Five AU alumni died at the World Trade Center, the Pentagon and the fields of Shanksville, Pa., on Sept. 11. The Class of 2002 senior gift was the monument, that now sits near the Kogod School of Business, engraved with their names: Peter C. Alderman, BSBA ’99; Linda K. Gronlund, JD ’83; John P. O’Neill, BS ’74; Mark E. Schurmeier, MBA ’88; and Earnest M Willcher, JD ’68.

AU faced bomb threat days after 9/11

AU’s courage would be tested again two days later with a bomb threat.

A resident assistant in Anderson Hall received an anonymous phone call around 10 a.m. claiming there was a bomb on campus on Sept. 13, according to Hanson.

“Fire alarms were pulled in all the residence halls and classrooms and office buildings,” Hanson wrote. “As people poured out, staff stood near the entrances informing them that we had received a bomb threat.”

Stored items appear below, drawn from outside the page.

PR #724, opened 2015-06-22
Create constructors as first method in class

shanethehat:
Currently when allowing phpspec to create a constructor, it places it as the last method in a class. This is because it uses the same logic as for placing a standard method, but by convention a constructor should be the first method in a class if one exists.


ciaranmcnulty:
:+1: This has bugged me for ages.

ciaranmcnulty:
Should probably do the same thing for named constructors, right?

shanethehat:
Yeah, I probably should do that. What would be the convention there, private constructor first or named constructor method first?

ciaranmcnulty:
I would say `__construct` first, then the others, then the normal methods

* New `__construct` goes at the top
* New private constructor goes at the top, but after `__construct` if it exists
* Other methods go at the end

src/PhpSpec/CodeGenerator/Generator/MethodGenerator.php
```diff
@@ -23,6 +23,9 @@
  */
 class MethodGenerator implements GeneratorInterface
 {
+    const METHOD_PLACEMENT = '/}[ \n]*$/';
+    const CONSTRUCTOR_PLACEMENT = '/\n(?=\s*(private|protected|public)?\s?function)/';
```
ciaranmcnulty: May contain `static`

src/PhpSpec/CodeGenerator/Generator/MethodGenerator.php
```diff
@@ -111,4 +113,27 @@ protected function getTemplate()
...
+        return preg_replace(self::METHOD_PLACEMENT, rtrim($snippetToInsert)."\n}\n", trim($code));
+    }
+
+    /**
+     * @param $code
+     * @return bool
+     */
+    private function codeContainsAFunction($code)
+    {
+        return false !== strpos($code, 'function');
```
ciaranmcnulty: This doesn't guarantee the code contains a function...

shanethehat: it doesn't? Can you give an example of where it will fail?

ciaranmcnulty: ^ edited in

src/PhpSpec/CodeGenerator/Generator/MethodGenerator.php
shanethehat: Or `final` ... anything else I've missed?

src/PhpSpec/CodeGenerator/Generator/MethodGenerator.php
shanethehat: Regex it is then I suppose. I was trying to avoid that.

ciaranmcnulty: Regex still isn't that safe; we should probably use the tokenizer more for this stuff

features/code_generation/developer_generates_method.feature
```diff
@@ -42,7 +42,6 @@ Feature: Developer generates a method
 
       class Markdown
       {
-
```
ciaranmcnulty: This makes me very happy

Issue #727, opened 2015-06-23
Cannot specify a closure as a callable to beConstructedThrough


araines:
Documentation suggests this should be able to take a callable, but closures do not work:

```
$this->beConstructedThrough(
    function () {
        return new Class();
    }
);
$this->getProperty()->shouldBe('foo');
```

```
        warning: method_exists() expects parameter 2 to be string, object given in
        /vendor/phpspec/phpspec/src/PhpSpec/Wrapper/Subject/Caller.php line 317
```

ciaranmcnulty:
Fixed by #728

PR #728, opened 2015-06-23
Fixes issue #727

araines:
must check that the method is a string before attempting to call method_exists, otherwise it could be a callable


ciaranmcnulty:
The way you have it's great, sorry I didn't merge this earlier!

PR #729, opened 2015-06-26
MISC Remove expect usage in IsolatedProcessContext

mike182uk:
This just removes the need for `expect` when running steps from `IsolatedProcessContext`


ciaranmcnulty:
Really nice work @mike182uk :+1: 

Now we have this we don't need the separate `smoke` profile in `behat.yml`; the `smoke` suite can move into the default profile.

I'm not really keen on adding the @php-version to everything tagged smoke or isolated, it feels like something we should do elsewhere. One way would be to get the 5.3.3 travis build to run with `--tags=~@smoke` or something similar.

This certainly qualifies for the two-🍺 bounty I mentioned :-)

stof:
does it work on Windows too ? and on PHP versions compiled with ``--enable-sigchild`` ? ``proc_open`` is not exactly a cross-platform API (which is exactly why the Symfony Process component exists to normalize the behavior)

stof:
As solution might be to use symfony/process 2.6+, which allows passing a stream for the input, which could then allow to write to this stream.

mike182uk:
@stof `symfony/process` uses `proc_open` under the hood. I agree though that using `symfony/process` would be better as it will handle more edge cases than my helper class. 

I have swapped out my helper for `symfony/process`.

composer.json
```diff
@@ -34,8 +33,8 @@
         "behat/behat":           "^3.0.11",
         "bossa/phpspec2-expect": "~1.0",
         "symfony/filesystem":    "~2.1",
-        "symfony/process":       "~2.1",
-        "phpunit/phpunit":       "~4.4"
+        "phpunit/phpunit":       "~4.4",
+        "symfony/process":       "2.6"
```
GrahamCampbell: Why have you locked this at 2.6.0?

mike182uk: Ah, i meant to lock it at `2.6.*`. `2.7` requires `php-5.3.9` but travis still runs tests against `php-5.3.3` (so composer install would fail using `2.7` on `5.3.3`). I've updated the PR.

ciaranmcnulty:
@mike182uk Thanks for the efforts here.

ciaranmcnulty:
@mike182uk I will buy you those drinks when I see you next :-)

composer.json
```diff
@@ -34,8 +33,8 @@
         "behat/behat":           "^3.0.11",
         "bossa/phpspec2-expect": "~1.0",
         "symfony/filesystem":    "~2.1",
-        "symfony/process":       "~2.1",
-        "phpunit/phpunit":       "~4.4"
+        "phpunit/phpunit":       "~4.4",
+        "symfony/process":       "2.6.*"
```
stof: why not ``~2.6`` to allow using maintained versions ?

ciaranmcnulty: Good catch, thanks. I'll change in master when I'm at a desktop

Issue #700, opened 2015-05-07
[Request] Allow FQCN as parameter to run associated spec


hackel:
I keep finding myself in a situation where I want to run e.g. `phpspec run 'MyApp\Whatever'` instead of `phpspec run spec/MyApp/WhateverSpec.php`.  Would it be possible to add the ability to detect that?  E.g., if the parameter isn't found as a spec file on disk, check for a PSR-4 class instead?  This would be really convenient!

jakubzapletal:
Because the issue with backslashes isn't in phpspec but how arguments are handled in the shell, then the only solution would be to add a feature `phpspec run MyApp/Whatever`.

jakubzapletal:
I forgot another solutions could be `phpspec run MyApp\\Whatever` or `phpspec run "MyApp\Whatever"`, but it depends if this functionality is desirable.

jakzal:
As @jakubzapletal reminded this is an issue with shell, not PhpSpec. PhpSpec will receive the value with no slashes as your shell will use them as escape sequences. For better explanations and some solutions see https://github.com/phpspec/phpspec/issues/326#issuecomment-38039058

hackel:
This isn't an issue with backslashes, however.  I'm used to escaping classes with quotes already, which, as mentioned in that bug report, works fine with `describe`.  It does not work fine with `run`, however.

When I run `phpspec run 'MyApp\Whatever'`, phpspec looks for the file `MyApp/Whatever` (e.g. it's converting backslashes to forward slash directory separators), and not even looking in the `spec_path` directory.  I suppose it's trying to maintain compatibility for Windows users or something.  In any case, this returns a file not found.  What I'm proposing is that when this file not found is encountered, it checks to see if it can find a spec file associated with the class name, as it is able to do when running `phpspec run` without any arguments.

Even `phpspec run 'spec\MyApp\WhateverSpec'` doesn't work because of this issue, it needs a full path, regardless of whether it's using back or forward slashes.

PR #730, opened 2015-06-27
Run a named spec using fully qualified class name

shanethehat:
Attempts to address https://github.com/phpspec/phpspec/issues/700 by checking whether the spec argument passed to the run command can be translated into a fully qualified class name for an existing spec file. If it can then the identified spec is executed, otherwise the original behaviour is used.


ciaranmcnulty:
Looks great - is it possible to add this to the documentation too?

PR #732, opened 2015-07-05
Fix: Add missing param annotation to docblock

localheinz:
This PR

* [x] adds a missing parameter annotation to a constructor docblock


ciaranmcnulty:
Thanks!

PR #733, opened 2015-07-05
Fix: SuitePrerequisites vs. SuitePrerequisitesInterface

localheinz:
This PR

* [x] fixes docblocks which refer to an implementation (`SuitePrerequisites `), while the corresponding interface is probably intended to be used (`SuitePrerequisitesInterface`)


ciaranmcnulty:
Yep this looks correct, thanks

AU students, faculty and staff evacuated to the Nebraska Parking Lot, where they waited until professional bomb detectors and trained dogs searched every building on campus.

“Thousands were in the Nebraska Parking Lot and some sought refuge in the church,” Eldridge said. “It was a hot day, so they passed out water and other supplies.”

Department of Public Safety confirmed there was no bomb around 3 p.m.

“How long does it take to search 84 acres and 37 buildings for a bomb?” Hanson wrote. “We now know the answer: six hours.”

Attacks prompt alumnus to join Homeland Security

For McGovern, Sept. 11, 2001, changed the path of his professional life forever. He knew he wanted to get a job with the government to prevent another terrorist attack.

He was eventually hired by the Department of Homeland Security, just down the road from his dorm room in Leonard Hall where he first heard of the attacks.

Even before watching both planes hit the World Trade Center from TVs in Leonard, McGovern had known that he wanted to be involved in government.

“It definitely gave me focus [for] why I came to D.C. and what I was here to do,” McGovern said.

Celebrating the 10th anniversary of 9/11

As the 10th anniversary of 9/11 approaches, AU professors acknowledge the attacks in different ways. Akbar Ahmed, SIS professor and Chair of Islamic Studies, works to improve the relationship between Muslims and non-Muslims.

Ahmed was teaching one of his first classes at AU when the planes crashed into the Twin Towers.

“I asked Dean Goodman and Provost Kerwin, ‘where do we go from here?’’’ Ahmed said. “And they told me ‘we must engage.’ And that’s the reason I went in with fervor.”

Ahmed has been working on various projects to promote understanding ranging from writing 10 books in 10 years to participating in the Interfaith Council.

“I feel there’s so much work to be done,” Ahmed said. “There’ll be hatred, distortion, and misinterpretation of Islam in the media. How could I do more?”